After birth, monitor your ewe closely to ensure that she is able to clean and care for her lamb and begin nursing. The ewe’s licking not only cleans her new lamb, but also helps clear the newborn’s nose and stimulate respiration. For the first few hours, stand back and let the lamb bond with it’s mother and nurse. The ewe will pass her placenta or afterbirth anywhere from 2-24 hours after birth.  Then you can move your ewe and her lamb to a lamb jug or clean stall.

Feeding in the first hours and days

The first eighteen hours is critical for the long-term health of your new lamb, and nature will tell him to seek out his mother’s teat as soon as possible to meet his nutritional needs. But if the ewe dies, is in distress, or otherwise cannot effectively nurse her new lamb, it is imperative to have bottles, nipples, and emergency nutrition on hand. Twins and triplets can also benefit from supplemental nutrition, as they may not be able to get enough nutrition from the ewe.

Colostrum, the thick, yellowish first milk provided by the ewe, jump starts the immune system by providing important antibodies that could not be passed to the lamb in utero. The body of a newborn lamb is uniquely suited to absorb these antibodies into the bloodstream via the intestines, but only in the first couple of hours after birth.
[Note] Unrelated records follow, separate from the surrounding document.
PR #13562, opened 2020-06-07
Fixes Vampire Vision

Fox-McCloud:
Fixes vamp vision not updating without taking off/putting on glasses.

:cl: Fox McCloud
fix: Fixes vampire vision not updating when you get the proper blood level
/:cl:


code/game/gamemodes/vampire/vampire.dm
```diff
@@ -227,6 +227,7 @@ You are weak to holy things and starlight. Don't go into space and avoid the Cha
 	if(istype(spell, /obj/effect/proc_holder/spell))
 		owner.mind.AddSpell(spell)
 	powers += spell
+	owner.update_sight()
```
Crazylemon64, line 230: somehow feel like this should be specifically for the /datum/vampire_passive/vision path

PR #13564, opened 2020-06-07
Dramatically Cuts Object Processing Down

Fox-McCloud:
Cuts down on the amount of things in the SSobj processing system by about ~3,000 items.

Dramatically short list to iterate over and wayyyyy less proc call overhead.

Basically every single instance of `/datum/reagents` in the world was added to processing just in case cryostylane or pyrosium comes into contact with oxygen and needs to cool the container it's in---or stable mutagen needs to copy blood data to itself.

It also was for welders to add reagents to themselves....heaven knows why this wasn't on the welder processing itself.

Either case, this means that only pyrosium/cryostylane/stable mutagen process when they actually exist in the world--and they also process at the speed I originally wanted/intended them to (once every 1 second instead of every 2).

:cl: Fox McCloud
tweak: dramatically improves object processing performance
/:cl:


code/modules/reagents/chemistry/reagents/pyrotechnic.dm
```diff
@@ -333,19 +333,26 @@
...
 		M.reagents.remove_reagent("oxygen", 1)
 		M.bodytemperature -= 30
 	return ..()
 
-/datum/reagent/cryostylane/on_tick()
-	if(holder.has_reagent("oxygen"))
-		holder.remove_reagent("oxygen", 2)
-		holder.remove_reagent("cryostylane", 2)
-		holder.temperature_reagents(holder.chem_temp - 200)
-		holder.temperature_reagents(holder.chem_temp - 200)
```
Fox-McCloud, line 347: These all did this twice because we didn't have the `processing` SS at the time, ergo processing only happened once every 2 seconds--so to compensate, I just called it twice. Having it be - 400 would not be the same as calling - 200 twice.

Absorption of these critical antibodies helps set the stage for a long, healthy life.

The mother’s natural colostrum provides the best nutritional start for her newborn lamb because it contains antibodies that are specific to her flock and surroundings. But if the lamb does not nurse within 2 hours or you are worried it’s not nursing often enough or receiving adequate colostrum from the ewe, a colostrum replacer or supplement will help provide this critical immune support. Feed colostrum by bottle for the first 24 hours of life, according to package directions, if the lamb does not begin nursing properly.

Milk Replacer: On day two, if the lamb is still not nursing effectively, switch to milk replacer to provide the balanced nutrition needed for growth and development. Always choose a milk replacer that is specifically formulated for lambs, and follow the packaging mixing and feeding instructions carefully to provide proper nutrition.

Electrolytes: The birth experience exposes newborn lambs to various microorganisms that can cause digestive distress and cause diarrhea. Because diarrhea can easily lead to dehydration, it is important to supplement the mother’s milk or milk replacer with electrolytes to reverse the effects of body fluids. Be sure to feed electrolytes separately from milk or milk replacer products, and always follow package directions for best results.

With proper birth preparation, early monitoring and newborn nutrition, you will give your newborn lambs the best chance of a long, healthy life and be able to enjoy their presence for many years to come.